Marisol’s vaginal and anal canals were immaculate. Per protocol, combings of her pubic hair and swabs of her vagina and anus were taken, but the report indicated there were no signs of any, much less recent, sexual activity. Her hymen was intact. Her underpants were unsoiled and appeared to have been recently laundered.
Under the ultraviolet light Marisol’s outer clothing and body showed no indication of ejaculatory fluid residue. The report noted all her clothing had been collected and tagged as evidence. Scrapings of her fingernails were taken as well but the pathologist noted no telltale residue on visual inspection.

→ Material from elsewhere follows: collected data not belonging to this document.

PR #3525, opened 2026-05-27
fix(sdk): skip current_exe() under Miri in default service.name fallback

### LINKED ISSUE #3523: [Bug]: SdkMeterProvider::builder().build() aborts under Miri since 0.32 (regression from current_exe call in SdkProvidedResourceDetector)
## What happened?

Starting with `opentelemetry_sdk` 0.32.0, calling
`SdkMeterProvider::builder().build()` (or any other code path that triggers
default `Resource` construction) aborts under [Miri](https://github.com/rust-lang/miri).
The same code worked under Miri on 0.31.0.

Miri intercepts `std::env::current_exe()` because it cannot be emulated in
isolated mode (and "real" emulation would be questionable anyway). When that
call is intercepted, Miri **aborts the program** rather than returning an
`Err`, so the existing `.ok().and_then(...)` fallback in
`SdkProvidedResourceDetector::detect` is unreachable.

Error on Windows:

```
error: unsupported operation: `GetModuleFileNameW` not available when isolation is enabled
  --> .../std/src/sys/paths/windows.rs:99:39
   |
99 |     fill_utf16_buf(|buf, sz| unsafe { c::GetModuleFileNameW(ptr::null_mut(), buf, sz) }, os2path)
   |                                       ^^^^^^^^^^^^^^^^^^^^^^^^^^^^^^^^^^^^^^^^^^^^^^^ unsupported operation occurred here
...
   4: <opentelemetry_sdk::resource::SdkProvidedResourceDetector as opentelemetry_sdk::resource::ResourceDetector>::detect::{closure#2}
       at .../opentelemetry_sdk-0.32.1/src/resource/env.rs:92:25
```

Equivalent error on Linux (`readlink "/proc/self/exe"`). Both platforms abort
at the same call site.

### Bisection

The regression was introduced by
[#3302 — *fix: ServiceName default should include executable name*](https://github.com/open-telemetry/opentelemetry-rust/pull/3302),
shipped in 0.32.0.

Diff in `opentelemetry-sdk/src/resource/env.rs`,
`SdkProvidedResourceDetector::detect`:

```rust
// 0.31.0:
.unwrap_or_else(|| "unknown_service".into()),

// 0.32.0:
.unwrap_or_else(|| {
    env::current_exe()
        .ok()
        .and_then(|path| {
            path.file_name()
                .and_then(|name| name.to_str())
                .map(|name| format!("unknown_service:{}", name))
        })
        .unwrap_or_else(|| "unknown_service".to_string())
        .into()
}),
```

### Minimal reproduction

`Cargo.toml`:

```toml
[package]
name = "otel-miri-repro"
version = "0.0.0"
edition = "2024"
publish = false

[dependencies]
opentelemetry = { version = "0.32.0", default-features = false }
opentelemetry_sdk = { version = "0.32.1", default-features = false, features = ["metrics"] }
```

`tests/build_provider.rs`:

```rust
use opentelemetry_sdk::metrics::SdkMeterProvider;

#[test]
fn build_default_provider() {
    let provider = SdkMeterProvider::builder().build();
    drop(provider);
}
```

Run: `cargo +nightly miri test`

* **0.31.0**: `test build_default_provider ... ok`
* **0.32.0 / 0.32.1**: aborts with the error above on both Windows and Linux.

### What did you expect to happen?

The default `SdkMeterProvider` construction should remain Miri-compatible.

This matters because downstream crates that integrate with `opentelemetry_sdk`
use Miri as their primary correctness validation tool for memory safety,
data races, and aliasing rules. A test that constructs a default
`SdkMeterProvider` was previously a useful unit-level integration check;
after 0.32, every such test has to be marked `#[cfg_attr(miri, ignore)]`,
which silently shrinks Miri's coverage of downstream code.

### Suggested fixes (any one of these would resolve it)

1. **`cfg!(miri)` short-circuit** — skip the `current_exe()` call under Miri and
   fall through to `"unknown_service"`. The `miri` cfg is set automatically by
   the toolchain; no extra dependency or feature required. This is the
   smallest, most surgical fix.

   ```rust
   .unwrap_or_else(|| {
       if cfg!(miri) {
           return "unknown_service".to_string().into();
       }
       env::current_exe()
           .ok()
           .and_then(|path| { /* ... */ })
           .unwrap_or_else(|| "unknown_service".to_string())
           .into()
   }),
   ```

2. **Compute the default service name lazily once** behind a `OnceLock`/`OnceCell`,
   and expose a way to seed it (e.g. via an env var or a builder option) so users
   can pre-populate it under Miri and skip the syscall entirely.

3. **Make `SdkProvidedResourceDetector` opt-out** via a builder method on
   `MeterProviderBuilder` / `Resource::builder`. Today the user has to either
   set `OTEL_SERVICE_NAME` (which requires `temp_env` or process-wide env
   mutation in tests — itself problematic) or accept the syscall.

Option (1) is the lowest-risk, highest-value fix and would unblock every
downstream Miri user immediately.

## OpenTelemetry API Version (i.e version of `opentelemetry` crate)

0.32.0

## OpenTelemetry SDK Version (i.e version of `opentelemetry_sdk` crate)

0.32.0 and 0.32.1 (regression introduced in 0.32.0)

## What Exporter(s) are you seeing the problem on?

N/A — the issue is in the SDK's default resource construction, not in any
exporter. It reproduces with no exporters configured.

## Relevant log output

```
error: unsupported operation: `GetModuleFileNameW` not available when isolation is enabled
  --> .../std/src/sys/paths/windows.rs:99:39

stack:
  std::env::current_exe
  <opentelemetry_sdk::resource::SdkProvidedResourceDetector as ResourceDetector>::detect::{closure#2}
      at opentelemetry_sdk-0.32.1/src/resource/env.rs:92:25
  <opentelemetry_sdk::resource::SdkProvidedResourceDetector as ResourceDetector>::detect
      at opentelemetry_sdk-0.32.1/src/resource/env.rs:80:17
  opentelemetry_sdk::Resource::from_detectors
      at opentelemetry_sdk-0.32.1/src/resource/mod.rs:144:32
  opentelemetry_sdk::Resource::builder
      at opentelemetry_sdk-0.32.1/src/resource/mod.rs:64:23
  opentelemetry_sdk::metrics::MeterProviderBuilder::build
      at opentelemetry_sdk-0.32.1/src/metrics/meter_provider.rs:407:45
  build_default_provider
      at tests/build_provider.rs:5:20
```

scottgerring:
Fixes #3523.

`std::env::current_exe()` aborts under Miri isolation instead of returning Err, so the existing .ok() fallback in `SdkProvidedResourceDetector` was unreachable, causing any test that constructed a default SDK provider to abort under Miri.

Extract the fallback into default_service_name() and short-circuit to "unknown_service" when `cfg!(miri)` is set, preserving the normal `unknown_service:<process.executable.name>` behaviour outside Miri.

Also adds a targeted Miri smoke test (tests/miri_smoke.rs) and a minimal CI job that runs only that test under nightly Miri.

## Changes

### DIFF
--- a/.github/workflows/ci.yml
+++ b/.github/workflows/ci.yml
@@ -51,6 +51,24 @@ jobs:
           repo-token: ${{ secrets.GITHUB_TOKEN }}
     - name: Test
       run: bash ./scripts/test.sh
+  miri:
+    runs-on: ubuntu-latest
+    steps:
+    - name: Harden the runner (Audit all outbound calls)
+      uses: step-security/harden-runner@a90bcbc6539c36a85cdfeb73f7e2f433735f215b # v2.15.0
+      with:
+        egress-policy: audit
+
+    - uses: actions/checkout@de0fac2e4500dabe0009e67214ff5f5447ce83dd # v6.0.2
+      with:
+        submodules: true
+    - uses: dtolnay/rust-toolchain@e97e2d8cc328f1b50210efc529dca0028893a2d9
+      with:
+        toolchain: nightly
+        components: miri
+    - name: Miri smoke test
+      run: cargo +nightly miri test --manifest-path=opentelemetry-sdk/Cargo.toml --no-default-features --features metrics --test miri_smoke
+
   lint:
     runs-on: ubuntu-latest
     steps:
--- a/.github/workflows/ci.yml
+++ b/.github/workflows/ci.yml
@@ -51,6 +51,8 @@ jobs:
           repo-token: ${{ secrets.GITHUB_TOKEN }}
     - name: Test
       run: bash ./scripts/test.sh
+  # Targeted Miri regression check for SDK default resource construction.
+  # Broader Miri support and CI policy are tracked in #3554.
   miri:
     runs-on: ubuntu-latest
     steps:
--- a/opentelemetry-sdk/src/resource/env.rs
+++ b/opentelemetry-sdk/src/resource/env.rs
@@ -72,6 +72,24 @@ fn construct_otel_resources(s: String) -> Resource {
 #[derive(Debug)]
 pub struct SdkProvidedResourceDetector;
 
+fn default_service_name() -> Value {
+    // Fallback to unknown_service:<process.executable.name> per spec.
+    // https://github.com/open-telemetry/opentelemetry-specification/blob/main/specification/resource/sdk.md#sdk-provided-resource-attributes
+    if cfg!(miri) {
+        return "unknown_service".into();
+    }
+
+    env::current_exe()
+        .ok()
+        .and_then(|path| {
+            path.file_name()
+                .and_then(|name| name.to_str())
+                .map(|name| format!("unknown_service:{}", name))
+        })
+        .unwrap_or_else(|| "unknown_service".to_string())
+        .into()
+}
+
 impl ResourceDetector for SdkProvidedResourceDetector {
     fn detect(&self) -> Resource {
         Resource::builder_empty()
@@ -86,19 +104,7 @@ impl ResourceDetector for SdkProvidedResourceDetector {
                             .detect()
                             .get(&Key::new(super::SERVICE_NAME))
                     })
-                    .unwrap_or_else(|| {
-                        // Fallback to unknown_service:<process.executable.name> per spec
-                        // https://github.com/open-telemetry/opentelemetry-specification/blob/main/specification/resource/sdk.md#sdk-provided-resource-attributes
-                        env::current_exe()
-                            .ok()
-                            .and_then(|path| {
-                                path.file_name()
-                                    .and_then(|name| name.to_str())
-                                    .map(|name| format!("unknown_service:{}", name))
-                            })
-                            .unwrap_or_else(|| "unknown_service".to_string())
-                            .into()
-                    }),
+                    .unwrap_or_else(default_service_name),
             )])
             .build()
     }
@@ -155,11 +161,15 @@ mod tests {
             .map(|v| v.to_string())
             .unwrap();
 
-        assert!(
-            service_name.starts_with("unknown_service:opentelemetry_sdk-"),
-            "Expected service name to start with 'unknown_service:opentelemetry_sdk-', got: {}",
-            service_name
-        );
+        if cfg!(miri) {
+            assert_eq!(service_name, "unknown_service");
+        } else {
+            assert!(
+                service_name.starts_with("unknown_service:opentelemetry_sdk-"),
+                "Expected service name to start with 'unknown_service:opentelemetry_sdk-', got: {}",
+                service_name
+            );
+        }
 
         temp_env::with_var(OTEL_SERVICE_NAME, Some("test service"), || {
             let with_service = SdkProvidedResourceDetector.detect();
--- a/opentelemetry-sdk/CHANGELOG.md
+++ b/opentelemetry-sdk/CHANGELOG.md
@@ -2,6 +2,11 @@
 
 ## vNext
 
+- Default SDK Resource construction now falls back to `unknown_service` under
+  Miri instead of calling `std::env::current_exe()`, avoiding an abort in Miri
+  isolation mode while preserving the normal
+  `unknown_service:<process.executable.name>` fallback outside Miri.
+
 ## 0.32.1
 
 Released 2026-May-23
--- a/opentelemetry-sdk/tests/miri_smoke.rs
+++ b/opentelemetry-sdk/tests/miri_smoke.rs
@@ -1,0 +1,6 @@
+#[cfg(feature = "metrics")]
+#[test]
+fn default_meter_provider_builds() {
+    let provider = opentelemetry_sdk::metrics::SdkMeterProvider::builder().build();
+    drop(provider);
+}
--- a/opentelemetry-sdk/tests/miri_smoke.rs
+++ b/opentelemetry-sdk/tests/miri_smoke.rs
@@ -1,3 +1,5 @@
+// Targeted Miri regression check for SDK default resource construction.
+// This does not imply general opentelemetry-rust Miri support; see #3554.
 #[cfg(feature = "metrics")]
 #[test]
 fn default_meter_provider_builds() {


opentelemetry-sdk/src/resource/env.rs
```diff
@@ -72,6 +72,24 @@ fn construct_otel_resources(s: String) -> Resource {
 #[derive(Debug)]
 pub struct SdkProvidedResourceDetector;
 
+fn default_service_name() -> Value {
```
scottgerring, line 75: this was getting a bit long so factored it out

.github/workflows/ci.yml
```diff
@@ -51,6 +51,25 @@ jobs:
...
+
+    - uses: actions/checkout@de0fac2e4500dabe0009e67214ff5f5447ce83dd # v6.0.2
+      with:
+        submodules: true
+    - uses: dtolnay/rust-toolchain@e97e2d8cc328f1b50210efc529dca0028893a2d9
+      with:
+        toolchain: nightly
+        components: miri
+    - name: Miri smoke test
+      run: cargo +nightly miri test --manifest-path=opentelemetry-sdk/Cargo.toml --no-default-features --features metrics --test miri_smoke
```
scottgerring, line 72: super basic 'run miri at all' smoke test to try catch these in the future

.github/workflows/ci.yml
```diff
@@ -51,6 +51,25 @@ jobs:
           repo-token: ${{ secrets.GITHUB_TOKEN }}
     - name: Test
       run: bash ./scripts/test.sh
+  miri:
+    runs-on: ubuntu-latest
+    continue-on-error: true
```
lalitb: If the goal is to keep this path working under Miri, I think we should let this job fail CI?

lalitb (approved):
LGTM. Thanks.

.github/workflows/ci.yml
cijothomas: lets run all crates, not just sdk?

.github/workflows/ci.yml
scottgerring: 🤦  agreed

.github/workflows/ci.yml
scottgerring: i've not used miri much before, so I had a look at doing this; here's what i've found trying to run `cargo miri test` against each crate in the workspace using the same arguments as `scripts/test.sh`:

| Crate | Tests | Pass | Result | Failure reason |
|---|---|---|---|---|
| `opentelemetry` | 55 | 17 | ❌ aborts | `kqueue` - single `#[tokio::test]` for async context propagation |
| `opentelemetry-sdk` | 387 | 13 | ❌ aborts | `clock_gettime` - batch processor tests touch `std::time` |
| `opentelemetry-http` | 5 | 5 | ✅ clean | - |
| `opentelemetry-appender-log` | 6 | 1 | ❌ aborts | `clock_gettime` - first test reads system time |
| `opentelemetry-semantic-conventions` | 0 | 0 | ✅ clean | - |
| `opentelemetry-stdout` | 0 | 0 | ✅ clean | - |
| `opentelemetry-appender-tracing` | 15 | 0 | ❌ aborts | `clock_gettime` - hits on first test |
| `opentelemetry-jaeger-propagator` | 18 | 18 | ✅ clean | - |
| `opentelemetry-otlp` | 131 | 6 | ❌ aborts | `llvm.aarch64.crc32b` - gzip CRC32 uses an aarch64 hardware intrinsic Miri won't execute |
| `opentelemetry-proto` | 14 | 2 | ❌ aborts | `clock_gettime` |
| `opentelemetry-zipkin` | 13 | 7 | ❌ aborts | `clock_gettime` |
| `opentelemetry-prometheus` | 2 | 2 | ✅ clean | - |

The 8 ignored SDK tests (tokio runtime + self-diagnostics) and the `opentelemetry --no-default-features` run all fail with the same `clock_gettime` / `kqueue` errors.

### TL;DR - things that break

1. **`clock_gettime` - Miri's default isolation blocks all system clock calls. Anything that creates a `std::time::Instant`, `SystemTime`, or uses tokio's timer hits this. `-Zmiri-disable-isolation` unblocks the syscall but causes batch/async tests to hang indefinitely, because they also require real thread scheduling.

2. **`kqueue`** - One `#[tokio::test]` in `opentelemetry` for async context propagation. Same root cause as the `smoke.rs` failure in `opentelemetry-otlp`.

3. **`llvm.aarch64.crc32b`** - The OTLP gzip compression test uses a CRC32 hardware intrinsic on aarch64. Architecture-specific; might pass on x86_64 CI! 

The crates that pass cleanly are those that deal with pure data transformation: header/propagation format parsing, semantic convention constants. The crates with the most test value - SDK processors, appenders, OTLP - all depend on `std::time` or tokio, which are fundamentally incompatible with Miri's isolation model.

The `miri_smoke` test in `opentelemetry-sdk` avoids time and async entirely, exercising only the initialisation path where the original `current_exe()` bug lived. To expand Miri coverage to other crates we'd need to write tests specifically to avoid time, async, and I/O.

scottgerring: Effectively stuff that doesn't seem like it's going to benefit from miri is testable (logic, mapping - like `opentelemetry-jaeger-propagator` ). The crates where Miri would add genuine value (processors, exporters) are blocked by clock_gettime and tokio's I/O driver before they can run a single meaningful test.

If someone else has more experience here with miri i'd love to hear about it, but for now I suggest we stick with a basic smoke test that catches this regression and keep an eye on what we might improve later.

scottgerring:
@cijothomas this should be good to go!

cijothomas:
We've never explicitly committed to Miri support in this project. The Miri guard makes sense as a tactical fix, but the CI job implicitly makes Miri a supported use case going forward, which means future contributors would need to be careful about any new syscall-touching code too.

Should we make that commitment explicitly, or just land the tactical fix for now and revisit Miri CI as a separate decision?

scottgerring:
> We've never explicitly committed to Miri support in this project. The Miri guard makes sense as a tactical fix, but the CI job implicitly makes Miri a supported use case going forward, which means future contributors would need to be careful about any new syscall-touching code too.
> 
> Should we make that commitment explicitly, or just land the tactical fix for now and revisit Miri CI as a separate decision?

@cijothomas supporting miri _properly_ would be a big deal and we should absolutely defer that for the moment - there's a bunch more pressing stuff to land imho - i've created #3525 to track that. 

In the meantime ACK that the CI job might send a funny signal - that having any "miri looking" stuff might seem like a commitment. To that end, i've added some comments around the CI job and the test itself pointing at that issue. We could always drop the test/CI completely, but I kinda like having this regression catch as a beachhead for future miri support.

LMK what you think

cijothomas:
> > We've never explicitly committed to Miri support in this project. The Miri guard makes sense as a tactical fix, but the CI job implicitly makes Miri a supported use case going forward, which means future contributors would need to be careful about any new syscall-touching code too.
> > Should we make that commitment explicitly, or just land the tactical fix for now and revisit Miri CI as a separate decision?
> 
> @cijothomas supporting miri _properly_ would be a big deal and we should absolutely defer that for the moment - there's a bunch more pressing stuff to land imho - i've created #3525 to track that.
> 
> In the meantime ACK that the CI job might send a funny signal - that having any "miri looking" stuff might seem like a commitment. To that end, i've added some comments around the CI job and the test itself pointing at that issue. We could always drop the test/CI completely, but I kinda like having this regression catch as a beachhead for future miri support.
> 
> LMK what you think

Thanks. I'll open a similar issue to track related things (like wasm, no-std etc)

The pathologist determined Marisol had indeed been shot three times. As I’d noted from the crime scene photographs, one bullet struck her in the upper torso, one in the throat/neck area, and one at crown of her head near the hairline; all three entrance wounds were located on the left hemisphere of her body.
The two bullets entering Marisol’s neck and hea
d exited on approximately the opposite side of her body from the entrance wounds and were consequently not recovered. Those two projectiles could have ended up anywhere, and a search for them in the vicinity of 42nd Avenue and International Boulevard would be folly. The bullet which tore through her skull followed an oblique angle from the front-left portion of her forehead where it entered, to the base of her neck where it exited. This bullet cut a channel through her frontal, temporal, and occipital lobes and was denoted by the pathologist as an, “…instantaneously, non-survivable, wound creating an injury inconsistent with life.” You had to love the lingo; legally sound and antiseptic at the same time.
The bullet which entered Marisol’s upper left torso struck the collarbone, deflected downwards, and tunneled vertically until it collided with the point where the main bronchus intersects the lung. This wound was also listed by the pathologist as non-survivable.
Unlike the other two bullets which entered Marisol’s body, this one remained within her. It was recovered in the lung. The projectile was listed as an, “… alloy-jacketed, hollow-point, bullet weighing 11.24 grams.” That weight would make it close enough, after deformation, to be an approximately 180 grain .40 caliber bullet. Hopefully there was enough left of the slug for a NIBIN search.
All of the evidence items recovered from Marisol excluding her corpse, such as the bullet, clothing, and tissue swabs, were turned over to the custody of the police investigator assigned to the case. In this instance, Oakland Police Sergeant Matt Nguyen signed for the items. It would be at his discretion whether to have further forensic testing completed by the Alameda County Crime Laboratory.